Autor: Brucchi F; State University of Milan, Milan, Italy - brucchi.francesco@gmail.com.; Department of General Surgery, Hospital of Sesto San Giovanni, Sesto San Giovanni, Milan, Italy - brucchi.francesco@gmail.com., Mehmeti M; Department of General Surgery, Hospital of Sesto San Giovanni, Sesto San Giovanni, Milan, Italy., Lauricella S; Milano-Bicocca University, Milan, Italy., Faillace G; Department of General Surgery, Edoardo Bassini Hospital, Cinisello Balsamo, Milan, Italy.
Jazyk: angličtina
Zdroj: Minerva surgery [Minerva Surg] 2024 Apr; Vol. 79 (2), pp. 155-160. Date of Electronic Publication: 2023 Oct 18.

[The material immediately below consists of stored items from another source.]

PR #7392, opened 2026-03-30
Add --non-interactive alias and AZD_NON_INTERACTIVE env var

### LINKED ISSUE #7387: Add --non-interactive as alias for --no-prompt
## Summary

Add `--non-interactive` as a global flag alias for the existing `--no-prompt` flag.

## Motivation

The `--non-interactive` flag name is the de facto standard across CLI tooling (dotnet CLI, npm, pip, yarn, Homebrew, etc.). Developers and LLM agents trying azd for the first time will reach for `--non-interactive` and get an error. Adding it as an alias costs nothing and reduces friction.

The existing `--no-prompt` name should remain for backward compatibility.

## Implementation Notes

- Add `--non-interactive` as an alias in `CreateGlobalFlagSet()` in `cmd/auto_install.go`
- Both flags should set the same `GlobalCommandOptions.NoPrompt` field
- Update help text to mention both flag names
- Update snapshot tests (`TestFigSpec`, `TestUsage`)

### LINKED ISSUE #7388: Add AZD_NON_INTERACTIVE environment variable support
## Summary

Add an `AZD_NON_INTERACTIVE` environment variable that, when set to `true` or `1`, enables non-interactive (no-prompt) mode without requiring the `--no-prompt` CLI flag.

## Motivation

Currently, non-interactive mode can only be triggered via the `--no-prompt` CLI flag or automatic agent detection. There is no environment variable equivalent.

CI/CD pipelines and container-based workflows often configure behavior via environment variables rather than modifying command arguments. An `AZD_NON_INTERACTIVE=true` env var would make it trivial to configure non-interactive mode at the environment level (e.g., in a Dockerfile `ENV` directive or CI job config) without modifying every `azd` invocation.

## Implementation Notes

- Check for `AZD_NON_INTERACTIVE` in `ParseGlobalFlags()` in `cmd/auto_install.go`
- Priority: explicit `--no-prompt` flag > `AZD_NON_INTERACTIVE` env var > agent auto-detection
- Accept `true`, `1` as truthy values (use `strconv.ParseBool` for consistency)
- Document the env var in the CLI reference

spboyer:
## Summary

Add `--non-interactive` as a global flag alias for `--no-prompt` and support the `AZD_NON_INTERACTIVE` environment variable for enabling non-interactive mode.

## Changes

- **`--non-interactive` flag**: Hidden global flag alias for `--no-prompt` (backward-compatible)
- **`AZD_NON_INTERACTIVE` env var**: When set to a truthy value (`true`, `1`, `TRUE`, etc. via `strconv.ParseBool`), enables no-prompt mode
- **Priority order**: explicit `--no-prompt`/`--non-interactive` flag (highest) > `AZD_NON_INTERACTIVE` env var > agent auto-detection (lowest)
- **Agent detection suppression**: Setting `AZD_NON_INTERACTIVE` (even to `false`) suppresses agent auto-detection, giving users explicit control

## Files Modified

- `cli/azd/cmd/auto_install.go` — Flag definition + env var parsing in `CreateGlobalFlagSet()` / `ParseGlobalFlags()`
- `cli/azd/internal/global_command_options.go` — Updated `NoPrompt` doc comment
- `cli/azd/cmd/auto_install_test.go` — Table-driven tests for flag alias, env var, and priority

## Testing

- 13 table-driven test cases covering all combinations
- All existing `cmd` tests pass

Fixes #7387
Fixes #7388

### DIFF
--- a/cli/azd/pkg/azdext/mcp_security_test.go
+++ b/cli/azd/pkg/azdext/mcp_security_test.go
@@ -12,6 +12,8 @@ import (
 	"path/filepath"
 	"strings"
 	"testing"
+
+	"github.com/stretchr/testify/require"
 )
 
 func TestMCPSecurityCheckURL_BlocksMetadataEndpoints(t *testing.T) {
@@ -318,26 +320,12 @@ func TestMCPSecurityFluentBuilder(t *testing.T) {
 		RedactHeaders("Authorization").
 		ValidatePathsWithinBase("/tmp")
 
-	if policy == nil {
-		t.Fatal("fluent builder should return non-nil policy")
-	}
-
-	//nolint:staticcheck // SA5011 false positive: t.Fatal above guarantees non-nil
-	if !policy.blockMetadata {
-		t.Error("blockMetadata should be true")
-	}
-	if !policy.blockPrivate {
-		t.Error("blockPrivate should be true")
-	}
-	if !policy.requireHTTPS {
-		t.Error("requireHTTPS should be true")
-	}
-	if !policy.IsHeaderBlocked("Authorization") {
-		t.Error("Authorization should be blocked")
-	}
-	if len(policy.allowedBasePaths) != 1 {
-		t.Errorf("expected 1 base path, got %d", len(policy.allowedBasePaths))
-	}
+	require.NotNil(t, policy, "fluent builder should return non-nil policy")
+	require.True(t, policy.blockMetadata, "blockMetadata should be true")
+	require.True(t, policy.blockPrivate, "blockPrivate should be true")
+	require.True(t, policy.requireHTTPS, "requireHTTPS should be true")
+	require.True(t, policy.IsHeaderBlocked("Authorization"), "Authorization should be blocked")
+	require.Len(t, policy.allowedBasePaths, 1, "expected 1 base path")
 }
 
 func TestSSRFSafeRedirect_SchemeDowngrade(t *testing.T) {


cli/azd/cmd/auto_install_test.go
```diff
@@ -421,3 +422,125 @@ func TestParseGlobalFlags_AgentDetection(t *testing.T) {
...
+			args:         []string{"--no-prompt", "--non-interactive"},
+			wantNoPrompt: true,
+		},
+	}
+
+	for _, tt := range tests {
+		t.Run(tt.name, func(t *testing.T) {
+			// Clear agent detection and AZD_NON_INTERACTIVE to isolate
+			// from the ambient environment.
+			clearAgentEnvVarsForTest(t)
```
jongio, line 520: **[HIGH]** Logic: `clearAgentEnvVarsForTest` doesn't include `AZD_NON_INTERACTIVE`

You're manually clearing `AZD_NON_INTERACTIVE` here because `clearAgentEnvVarsForTest` doesn't know about it yet. But the existing `TestParseGlobalFlags_AgentDetection` (same file, line ~395) also calls `ParseGlobalFlags` and only uses `clearAgentEnvVarsForTest` for env isolation. Since `ParseGlobalFlags` now checks `AZD_NON_INTERACTIVE` - and its mere presence suppresses agent detection - those tests will break if someone runs them with `AZD_NON_INTERACTIVE` set in their environment.

Fix: add `"AZD_NON_INTERACTIVE"` to the `envVarsToUnset` slice in `clearAgentEnvVarsForTest` (in `auto_install_integration_test.go`), then drop the manual `t.Setenv`/`os.Unsetenv` pair here.

cli/azd/cmd/auto_install.go
```diff
@@ -666,15 +672,36 @@ func ParseGlobalFlags(args []string, opts *internal.GlobalCommandOptions) error
...
+	// Environment variable: AZD_NON_INTERACTIVE enables no-prompt mode when set to a
+	// truthy value (parsed via strconv.ParseBool: "true", "1", "TRUE", etc.).
+	// Explicit flags take precedence over this env var.
+	// When this env var is present (regardless of value), it also suppresses
+	// agent auto-detection since the user has made an explicit choice.
+	envVarPresent := false
+	if !flagExplicitlySet {
+		if envVal, ok := os.LookupEnv("AZD_NON_INTERACTIVE"); ok {
+			envVarPresent = true
+			if parsed, err := strconv.ParseBool(envVal); err == nil && parsed {
```
jongio, line 696: **[MEDIUM]** Error Handling: Unparseable values silently ignored, agent detection suppressed

If someone sets `AZD_NON_INTERACTIVE=yes` or `=on` (reasonable guesses), `strconv.ParseBool` errors and the value is ignored. But `envVarPresent` is already `true` at this point, so agent auto-detection is also suppressed. The user gets neither non-interactive mode nor the agent-detection fallback.

Same issue with an empty export (`export AZD_NON_INTERACTIVE` with no value) - `LookupEnv` returns `("", true)`, `ParseBool("")` fails, agent detection is suppressed.

Consider logging a warning on parse failure, and adding a test case for `AZD_NON_INTERACTIVE=yes` to document expected behavior.

jongio (commented):
**Add --non-interactive alias and AZD_NON_INTERACTIVE env var** by @spboyer

**Summary**

What: Adds a hidden `--non-interactive` global flag alias for `--no-prompt` and introduces the `AZD_NON_INTERACTIVE` environment variable for controlling non-interactive mode. Priority order: explicit flags > env var > agent auto-detection.

Why: Provides a more standard `--non-interactive` / `AZD_NON_INTERACTIVE` interface that CI/CD tools and automation scripts expect (fixes #7387, #7388).

Assessment: The implementation is clean and the priority layering is solid. The 13 table-driven tests cover the key flag/env combinations well. Two gaps worth addressing: the shared test helper `clearAgentEnvVarsForTest` needs to include the new env var, and unparseable env var values are silently ignored while also suppressing agent detection. Also note: the `ParseGlobalFlags` function doc comment (line ~633) still only mentions `--no-prompt` - it should be updated to mention `--non-interactive` and `AZD_NON_INTERACTIVE`.

| Logic | 0 | 1 | 0 | 0 |
| Error Handling | 0 | 0 | 1 | 0 |
| **Total** | **0** | **1** | **1** | **0** |

**What's done well**
- Clean priority layering: flag > env var > agent detection
- Hidden flag avoids polluting help output
- Solid table-driven test structure matching existing patterns
- Good struct doc comments explaining all enablement paths

*2 inline comments below.*

cli/azd/cmd/auto_install_test.go
spboyer: Fixed in d970ffe — added `"AZD_NON_INTERACTIVE"` to `envVarsToUnset` in `clearAgentEnvVarsForTest`, and removed the redundant manual `t.Setenv`/`os.Unsetenv` pair.

cli/azd/cmd/auto_install.go
spboyer: Fixed in d970ffe — now logs a warning on parse failure (`warning: AZD_NON_INTERACTIVE="yes" is not a valid boolean`). Added a test case for `AZD_NON_INTERACTIVE=yes` that documents the expected behavior: warning logged, agent detection suppressed, NoPrompt remains false.

cli/azd/cmd/auto_install_test.go
```diff
@@ -421,3 +421,130 @@ func TestParseGlobalFlags_AgentDetection(t *testing.T) {
...
+			envVal:       "TRUE",
+			wantNoPrompt: true,
+		},
+		{
+			name:         "both flags coexist",
+			args:         []string{"--no-prompt", "--non-interactive"},
+			wantNoPrompt: true,
+		},
+		{
+			name:         "AZD_NON_INTERACTIVE=yes is unparseable, suppresses agent detection",
```
jongio: **[LOW]** Tests: This test is named "suppresses agent detection" but doesn't set any agent env vars (like `CLAUDE_CODE=1`), so no agent would be detected regardless. The assertion `NoPrompt==false` passes trivially.

To verify suppression, you'd need a case that sets both `AZD_NON_INTERACTIVE=yes` and an agent env var, then confirms `NoPrompt` stays false (proving the env var blocked agent detection). The test struct would need an `envVars map[string]string` field similar to `TestParseGlobalFlags_AgentDetection`, or a standalone sub-test.

Not critical - the behavior is correct, it's just not provably tested for this scenario.

spboyer: Fixed in 721efb1 — replaced the weak table entry with a standalone sub-test that sets `CLAUDE_CODE=1` (so agent detection would fire) plus `AZD_NON_INTERACTIVE=false`, then verifies `NoPrompt` stays false — proving the suppression actually works.

jongio (approved):
Reviewed 6 files (+206 -32). Checked flag integration (Cobra, extractGlobalArgs), env var parsing, priority logic, edge cases, and test coverage - clean. All previous feedback addressed.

DOI: 10.23736/S2724-5691.23.09934-3
Abstrakt: Background: The routine use of abdominal drainage (AD) after laparoscopic cholecystectomy (LC) is still controversial. The aim of this expertise-based study is to evaluate the efficacy of prophylactic AD in terms of postoperative complications and analyze the factors linked to AD placement.
Methods: This case-control retrospective study included patients with cholelithiasis who underwent LC with AD (AD group) and LC without drainage (no-AD group) in two Italian centers. Allocation to groups was non-randomized and based on surgeons' decisions. Patient's characteristics, operative results, postoperative outcomes, surgeon's expertise related data were compared between the two groups with univariate and multivariate analysis.
Results: Patients in the two groups were comparable for age, sex ratio, and morbidity. Length of postoperative hospital stay (LOS) in the no-AD group was shorter than the AD group. Patients in the AD group had a higher rate of wound infection. No difference in postoperative pain measured 7 days after the surgery was found. Our results show an association between the first operator's expertise and age and the decision of placing the AD. The operative time seems to be the principal factor impacting the decision whether to place or not the AD.
Conclusions: Our results indicate that it is feasible not to insert routine AD after elective LC for cholelithiasis. The use of AD seems to cause more cases of postoperative wound infections, prolongs the LOS and the operative time. The drain placement choice seems to change in relation to the surgeon's expertise.